Harry,  que  siempre  había  hecho  ese  trayecto  en  carruaje,  nunca  había
apreciado  lo  lejos  que  se  hallaba  Hogwarts  de  la  estación  de  Hogsmeade.
Finalmente,  con  gran  alivio,  vio  los  altos  pilares  que  flanqueaban  la  verja,
coronados  con  sendos  cerdos  alados.  Tenía  frío  y  hambre  y  estaba  deseando
separarse de esa nueva y deprimente Tonks. Pero cuando estiró un brazo para
abrir la verja, comprobó que estaba cerrada con una cadena.
—¡Alohomora!  —dijo entonces, y apuntó al candado con su varita, pero no
sucedió nada.
—Así no lo abrirás. Dumbledore lo ha embrujado personalmente  —explicó
Tonks.
—Puedo trepar por un muro —propuso Harry mirando alrededor.
—No, no puedes —replicó la bruja con voz cansina—. En todos han puesto
embrujos  antiintrusos.  Este  verano  se  han  endurecido  mucho  las  medidas  de
seguridad.
—Aja. —Empezaban a fastidiarle las pocas ganas de colaborar de Tonks—.
En ese caso, tendré que dormir aquí fuera y esperar a que amanezca.

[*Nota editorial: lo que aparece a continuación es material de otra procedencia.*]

PR #416, opened 2025-06-05
Update Makefile

dobby33:
After enabling `CONFIG_WIN32` at line 35 in Makefile, command `make` still failing with such message:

—Ya vienen a recogerte. Mira.
A  lo  lejos,  junto  a  la  puerta  del  castillo,  se  veía  la  amarillenta  luz  de  un
farol.  Harry  se  alegró  tanto  que  hasta  se  sintió  con  fuerzas  para  soportar  las
críticas de Filch por el retraso, así como sus peroratas sobre cómo mejoraría la
puntualidad  si  se  utilizaran  regularmente  instrumentos  de  tortura.  Sin
embargo, cuando el portador del farol llegó a unos tres metros de ellos y Harry
se  quitó  la  capa  invisible  para  dejarse  ver,  reconoció  la  ganchuda  nariz  y  el
largo,  negro  y  grasiento  cabello  de  Severus  Snape.  Y  al  punto  recibió  una
descarga de puro odio.
—Vaya,  vaya  —dijo  Snape  con  desdén;  sacó  su  varita  mágica  y  dio  un
toque al candado, con lo que las cadenas serpentearon hacia atrás y la verja se
abrió  con  un  chirrido—.  Ha  sido  un  detalle  por  tu  parte  que  hayas  decidido
presentarte,  Potter,  aunque  es  evidente  que  en  tu  opinión  llevar  la  túnica  del
colegio desmerecería tu aspecto.
—No  he  podido  cambiarme  porque  no  tenía  mi...  —se  disculpó  el  chico,
pero Snape lo interrumpió:
—No es necesario que esperes, Nymphadora. Potter ya está... a salvo bajo
mi custodia.
—El mensaje se lo he enviado a Hagrid —objetó Tonks arrugando la frente.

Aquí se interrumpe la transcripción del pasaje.